The first thing I did was download the source code for the new libjpeg62 (apt-get source libjpeg62). I looked at the list of changes as well as compared code against the original libjpeg6b (the one from IJG, not the one from apt-get). The update added support for a cropping transform and better compiler support. Nothing that impacts rendering, so it’s safe for me to install. In addition, these patches are from 2010… nothing looks new.
Then I looked for ‘why’ it was updated…
Last November, the Full Disclosure mailing list posted a warning about a specific type of corrupted JPEG. It is possible to construct a specialized JPEG that results in an information leak from uninitialized memory. These exploits were given Common Vulnerabilities and Exposures (CVE) identifiers: CVE-2013-6629 and CVE-2013-6630. The posting to Full Disclosure even includes links to some fun sample images.
Warning for non-programmers: If really low-level programming details go over your head, then skip to the next section.
Here’s a technical description regarding how the exploit works…
JPEG is a horrible format that was clearly created by a committee. There’s one section that defines the type of JPEG and the components involved. The common ones are baseline, progressive, and lossless, but there’s a dozen others that nobody ever uses. So everyone with a hex editor can do this from home, let’s all use the same picture. This JPEG is one of the most popular images uploaded to FotoForensics. (We’ve seen over 200 variants of this picture. I think the guy may be from One Direction, but I’m not sure. I don’t follow boy-bands.)

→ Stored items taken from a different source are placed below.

PR #218, opened 2021-08-10
Generate style list dynamically

bdarcus:
Generate style candidates via `org-cite-supported-styles`, and for the
time being, comments out the annotation-function.

Also:

- add section on styles to the README
- removing sorting on group-function

### DIFF
--- a/README.org
+++ b/README.org
@@ -309,6 +309,18 @@ The "insert processor" will use =bibtex-actions-read= to browse your library to 
 The "follow processor" provides at-point functionality accessible via the =org-open-at-point= command.
 By default, in org-mode with org-cite support, when point is on a citation or citation-reference, and you invoke =org-open-at-point=, it will run the default command, which is =bibtex-actions-open=.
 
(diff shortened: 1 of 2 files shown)


bdarcus:
@minad - is there an easy way for me to sort the groups in a group-function?

I want my "Default" group (where candidates look like `/` "/b` etc), for example, to go first, and ideally to specify order that follows.

minad:
The group order follows the candidate order. The group of the first candidate comes first. If you want the groups to be sorted, you should sort the candidates first and specifiy display-sort-function=identity. The reason for this is, that completion styles like flex actively reorder candidates in order to get the best match first. Furthermore the completion UI may sort by history position. Grouping should not interfere with these abilities. If you set display/cycle-sort-function to identity you opt out of this, which is a good idea in some special cases.

bdarcus:
> But I doubt you have such a case here and I generally discourage interfering with sorting.

Yes, I think you're right; will just omit `display-sort`.

Thank you!

Issue #191, opened 2021-07-25
Make it quick and easy to open a "file" referenced from a BibTeX entry


salutis:
From https://github.com/tmalsburg/helm-bibtex/issues/383:

>> I added `file = {monet-1877a.jpg}` to my BibTeX entry. Then, I ran `bibtex-actions-open`, and it showed `[multiple] References: has:link\|has:pdf`. I wondered why the prompt is not`has:url\|has:file` instead, as those are the relevant BibTeX fields. (Right?)
> 
> So this piece is my problem :-)

I am not even sure what to ask for, but here we go.

Brainstorming off the top of my head:

I would expect `bibtex-actions-open-link` to be called `bibtex-actions-open-url`, if that is what the function does, and I would expect `bibtex-actions-open-file` to exist.

Then, the big question is, what shoud `bibtex-actions-open` do?

First and foremost, I would expect it to be intelligent. If the BibTeX entry has one `file` and nothing else (no notes, no URL, no nothing), then it should call `bibtex-actions-open-file`, as there is nothing else to open. If the BibTeX entry has more going on, I would expect Emacs to ask me.

Here is a basic 101 use-case:

1. `M-x bibtex-actions-open`
2. select some item and press `RET`
3. see the item (URL, file, ...)

I think the basic 101 use-case should "just work".

bdarcus:
> I would expect `bibtex-actions-open-link` to be called `bibtex-actions-open-url`, if that is what the function does, and I would expect `bibtex-actions-open-file` to exist.

If you search the issue tracker and PRs, you'll find this isn't a new question. But it's not super straightforward.

Here's the current situation:

- Open-pdf = open local (PDF) file
- Open-url = open remote file/resource
- Open-doi = same
- Ooen-link = url OR doi (bibtex-completion uses the latter language, but I saw no need for that distinction)
- Open = open any of the above, in order (if PDF, do that, else ...)

These commands are just wrappers around bibtex-completion functions. I tried to name them to simplify, but in an earlier issue we concluded ideally "open" is really "open source."

But the specific command and function name that I think is at issue is really the first one; "pdf" is in the very function and command names. You really want that to be "open-local-file" (keep in mind there's always a tension between brevity and clarity though).

> Then, the big question is, what shoud `bibtex-actions-open` do?
> 
[...]

Issue #188, opened 2021-07-24
Support non-PDF files in "bibtex-completion-library-path"


salutis:
I have, for instance, the following `.bib` entry:

```
@Misc{monet-1877a,
  author       = {Claude Monet},
  title        = {La Gare Saint-{Lazare}},
  year         = 1877,
  type         = {painting},
  publisher    = {Musée d'Orsay, Paris, France}
}
```

The `.bib` entry has a corresponding `monet-1877a.jpg` file.

When I use `bibtex-actions-open`, instead of seeing the painting, I am informed that:

```
Wrong type argument: stringp, nil
```

bdarcus:
That's a bug in bibtex-completion, which that command uses.

It should either open it, or give a useful error report.

Good luck!

salutis:
@bdarcus As a user, where can I ask about this?

bdarcus:
Sorry; here:

https://github.com/tmalsburg/helm-bibtex

bdarcus:
PS - have you had a chance to try org-cite yet?

salutis:
@bdarcus Not yet. I am waiting for the release (into `master`, a.k.a. Emacs 28). For now, I am using Pandoc.

salutis:
@bdarcus Once `org-cite` is out, will `helm-bibtex` still be used? I have no idea how this tremendous patchwork works under the hood. (I thought I do not use Helm.) Basically, I want to be able to open JPG, PDF, HTML, ePub, or even a directory based on the key.

salutis:
All right, I asked over at https://github.com/tmalsburg/helm-bibtex/issues/383.

bdarcus:
Just to explain, helm-bibtex, ivy-bibtex, and his package are all front-ends for the same backend bibtex-completion code.

Usually when something breaks here it's a general problem; like completion doesn't work or something.

salutis:
> Just to explain, `helm-bibtex`, `ivy-bibtex`, and this package are all front-ends to the same backend `bibtex-completion` code.
> 
> Usually when something breaks here it's a general problem; like completion doesn't work or something.

But then, why is the problem in `helm-bibtex` (which is just another front-end) and not some `bibtex-completion` package? Is that because that `bibtex-completion` is coupled with `helm-bibtex` for historical reasons?

bdarcus:
> Is that because that `bibtex-completion` is coupled with `helm-bibtex` for historical reasons?

This.

[...]

PR #222, opened 2021-08-11
refactor: switch to parsebib 3.0 for candidates

bdarcus:
Not yet sure of the implications of this broadly, but this switches to using parsebib 3.0 for parsing the candidates, and so:

1. bypasses bibtex-completion for this task
2. adds CSL JSON support

image

TODO:

1. for some reason, I get a bug on `bibtex-actions-read` when trying to add history to the default `completing-read` part, even though it's the exact same code as the CRM part


bibtex-actions.el
```diff
@@ -115,6 +117,23 @@ manager like Zotero or JabRef."
...
+(defvar bibtex-actions-field-map
+  '(("date" "year" "issued")
+    ("=key=" "id")
+    ("=type=" "type")
+    ("tags" "keywords" "keyword")
+    ("booktitle" "container-title")
+    ("journaltitle" "journal" "container-title")
+    ("number" "issue")))
+
+(defvar bibtex-actions-field-mapping
```
bdarcus, line 129: Need to make a decision on which approach to take on mapping.

bdarcus:
So @denismaier - how valuable do you think CSL JSON support is?

It basically works, and my (not extensive) tests find only one issue: `insert-reference` gives empty dates.

I'm not seeing any other problems, so one option is just to merge and see what happens?

One thing I have not tested is if it handles bibtex similar to bibtex-completion. What happens if you have a bibtex file with a bunch of latex markup in a title for example?

WDYT?

bibtex-actions.el
```diff
@@ -225,53 +244,75 @@ offering the selection candidates"
...
+       (car (split-string name ", "))))
+   (split-string names " and ") ", "))
+
 (defun bibtex-actions--format-candidates (&optional context)
   "Format candidates, with optional hidden CONTEXT metadata.
 This both propertizes the candidates for display, and grabs the
 key associated with each one."
-  (let* ((main-template
+  (let* ((candidates
+          (ht-values (parsebib-parse bibtex-completion-bibliography)))
```
aikrahguzar, line 272: I think it would be better if this function takes a list of files as a mandatory arguments instead of relying on  `bibtex-completion-bibliography`. I think the only place this will need to change is `bibtex-actions-refresh` where we can just `bibtex-completion-bibliography` as the argument for local files and similarly deal with the local files without having to let-bind `bibtex-completion-bibliography` which I find somewhat clumsy.

bibtex-actions.el
```diff
@@ -225,53 +244,75 @@ offering the selection candidates"
...
-         (concat
-          ;; We need all of these searchable:
-          ;;   1. the 'candidate-main' variable to be displayed
-          ;;   2. the 'candidate-suffix' variable to be displayed with a different face
-          ;;   3. the 'candidate-hidden' variable to be hidden
-          (propertize candidate-main 'face 'bibtex-actions-highlight) " "
-          (propertize candidate-suffix 'face 'bibtex-actions) " "
-          (propertize candidate-hidden 'invisible t)))
-        citekey)))))
+    (cl-loop for candidate in candidates
```
aikrahguzar, line 281: `cl-loop` can loop over the values of a hash table directly, I think this should work
```suggestion
    (cl-loop for candidate being the hash-values of (parsebib-parse bibtex-completion-bibliography)
```
and will allow you to get rid of dependency on `ht`.

bibtex-actions.el
bdarcus: Yeah, I was thinking about this.

bibtex-actions.el
bdarcus: So your suggestion is two-fold:

1. add a required arg on the function
2. do the suggestion here, but instead reference that arg?

BTW, have you had a chance to test this branch?

bdarcus: I was also wondering if I need to add a `bibtex-actions-bibliography` defcustom to hold that list?

bdarcus: I just pushed a change with these three things.

Still have to test, but WDYT?

aikrahguzar: > So your suggestion is two-fold:
> 
>     1. add a required arg on the function
> 
>     2. do the suggestion here, but instead reference that arg?

Yes.

> BTW, have you had a chance to test this branch?

No, I will wait till filenotify stuff is merged since I will need to change my config without it.

bdarcus: > Still have to test, but WDYT?

Actually, don't think it works as is, as the `ht-values` function returns the values for all the keys.

But should be easy to fix.

bibtex-actions.el
```diff
@@ -322,7 +366,7 @@ is non-nil, also run the `bibtex-actions-before-refresh-hook' hook."
   (when force-rebuild-cache
     (run-hooks 'bibtex-actions-force-refresh-hook))
   (setq bibtex-actions--candidates-cache
-        (bibtex-actions--format-candidates))
+        (bibtex-actions--format-candidates bibtex-actions-bibliography))
   (let ((bibtex-completion-bibliography (bibtex-actions--local-files-to-cache)))
     (setq bibtex-actions--local-candidates-cache
         (bibtex-actions--format-candidates "is:local"))))
```
aikrahguzar, line 372:
```suggestion
    (setq bibtex-actions--local-candidates-cache
        (bibtex-actions--format-candidates (bibtex-actions--local-files-to-cache) "is:local")))
```

bibtex-actions.el
aikrahguzar: > Nevermind; missed something :-)
> 
> Works now.

Local cache still needs to be adjusted. I added a suggestion (hopefully with balanced parens).

aikrahguzar: > I was also wondering if I need to add a `bibtex-actions-bibliography` defcustom to hold that list?

What is the eventual goal? Removal of dependency on `bibtex-completion`? It seems worthwhile though the commands will need to be re-implemented.

Maybe for the time being it should be defaulted `bibtex-completions-bibliography` otherwise it will break some people's setup

bdarcus: > > I was also wondering if I need to add a `bibtex-actions-bibliography` defcustom to hold that list?
> 
> What is the eventual goal? Removal of dependency on `bibtex-completion`? 

Yes.

> It seems worthwhile though the commands will need to be re-implemented.
> 
> Maybe for the time being it should be defaulted `bibtex-completions-bibliography` otherwise it will break some people's setup

Right.

I guess I should really remove the defcustom for now then?

bdarcus: ... or just keep it but set to default to bibtex-completion-bibliography?

aikrahguzar: > ... or just keep it but set to default to bibtex-completion-bibliography?

I think you can use `bibtex-completion` as an additional choice and the default value in the defcustom, set it to the default and maybe say it will be removed later.

bibtex-actions.el
```diff
@@ -322,10 +368,9 @@ is non-nil, also run the `bibtex-actions-before-refresh-hook' hook."
   (when force-rebuild-cache
     (run-hooks 'bibtex-actions-force-refresh-hook))
   (setq bibtex-actions--candidates-cache
-        (bibtex-actions--format-candidates))
-  (let ((bibtex-completion-bibliography (bibtex-actions--local-files-to-cache)))
-    (setq bibtex-actions--local-candidates-cache
-        (bibtex-actions--format-candidates "is:local"))))
+        (bibtex-actions--format-candidates bibtex-actions-bibliography))
+  (setq bibtex-actions--local-candidates-cache
+        (bibtex-actions--format-candidates bibtex-actions--local-files-to-cache "is:local")))
```
aikrahguzar, line 373: Missing parens around `bibtex-actions--local-files-to-cache`
```suggestion
        (bibtex-actions--format-candidates (bibtex-actions--local-files-to-cache) "is:local")))
```

bibtex-actions.el
bdarcus: I'm actually thinking seriously about standardizing on the csl names, as they should work better for this use case.

bdarcus:
OK @aikrahguzar - could you please give this a close look, including at the revised docstrings, and suggest any revisions?

Conflicts are resolved, but I am hoping I didn't introduce any regressions.

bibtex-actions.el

wget -O image.jpg 'http://fotoforensics.com/analysis.php?id=fe81eaebc6c294bc8af1d1e9412f1af94d19c455.101587&fmt=orig'
JPEG uses ’0xff’ to denote tags. The tag “ffc0″ (found at offset 0xf8 in the JPEG) denotes a baseline JPEG “Start of Frame” tag (SOF). This is where the components are defined.
000000F0 0B 0B 0B 0B 0B 0B 0B 0B FF C0 00 11 08 01 E5 01 ................
00000100 F4 03 01 22 00 02 11 01 03 11 01 FF C4 00 1F 00 ..."............
The SOF is followed by a two-byte length (00 11 = 17 bytes, including the 2 bytes that specify the length). The “08″ identifies the precision — this is an 8-bit deep JPEG. (Most JPEGs are 8 bits deep.) Then comes the image size (01 E5 and 01 F4 = 500×485). Finally, we have the components definitions; each component is a color channel. In this picture, there are 3 (03) components. Each component has three bytes: the first defines the identifier (because you can never have enough indirection), the second identifies the subsampling, and the third identifies the quantization table for decoding. In this case, we have “01 22 00″, “02 11 01″, and “03 11 01″. So what does this mean?
The first component (array position  with values “01 22 00″) will use the identifier “01″. It will have 2×2 definitions per minimum coding unit (MCU). (The MCU is the JPEG grid size, so the grid for this element will be four 8×8 grids in one 16×16 grid.) Anything that references component id “01″ will be decoded with quantization table 00.
A little earlier in the file (offset 0x6E) is the quantization table definition (FFDB). I’m not going to dive into that structure because it is not relevant to CVE-2013-6629 or CVE-2013-6630. The structure defines table 00 as being the luminance definition. So component with id “01″ is the luminance. The subsampling identifies that this picture will use 16×16 chrominance subsampling, also called “4:2:0″.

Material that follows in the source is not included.